Segment Open

PR #149, opened 2026-07-11
fix(ws): WebSocket durable-delivery resilience — reconnect, per-client scoping, ACK re-drive

aakhter:
## Summary

Six bug-fix commits hardening the WebSocket layer against reconnect races, spurious disconnects, stale ACKs, and redundant DOM work. Each is self-contained and builds cleanly on the previous.

### COD-133 — Fix header WS status indicator + typing lag

Restores the connection-state chip (broken since v1.1.15 merge) and removes a `keydown` handler that was blocking the UI thread on every keystroke.

### COD-134 — Fix WS flap loop + reconnect resilience

- Fixes `undefined onopen call` crash on rapid connect/disconnect cycles that caused an infinite flap loop.
- Adds `_wsLastRecvAt` / `_wsState` tracking so reconnect back-off is state-machine driven rather than timer-soup.
- Exports `CodemanWsReconnect` / `planWsReconnect` from `constants.js` for testability.

### COD-135 — Re-drive lost input ACK on a live WebSocket

When an input frame is sent but the ACK never arrives (connection drop between send and response), the client now re-drives the pending frame on the next live connection rather than silently dropping it. Closes the durable-delivery gap without requiring a page reload.

### COD-137 — Scope WS per-session limit by `clientId`

Upstream's per-session connection cap (max 1 WS per session) was keyed on `sessionId` alone, causing spurious `4008` closes when a client reconnected before the server had cleaned up the old socket. New `WsConnectionRegistry` (`src/web/ws-connection-registry.ts`) scopes the limit by `(sessionId, clientId)` pair so reconnects are never rejected.

### COD-136 — Skip redundant connection-indicator DOM writes on hot input path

Segment Closed

## Exercise details
Using the records above, write out exactly the lines between the one holding "infinite flap loop." and the one holding "### COD-135 —", inclusive; leave everything else out.

## Solution below
- Fixes `undefined onopen call` crash on rapid connect/disconnect cycles that caused an infinite flap loop.
- Adds `_wsLastRecvAt` / `_wsState` tracking so reconnect back-off is state-machine driven rather than timer-soup.
- Exports `CodemanWsReconnect` / `planWsReconnect` from `constants.js` for testability.

### COD-135 — Re-drive lost input ACK on a live WebSocket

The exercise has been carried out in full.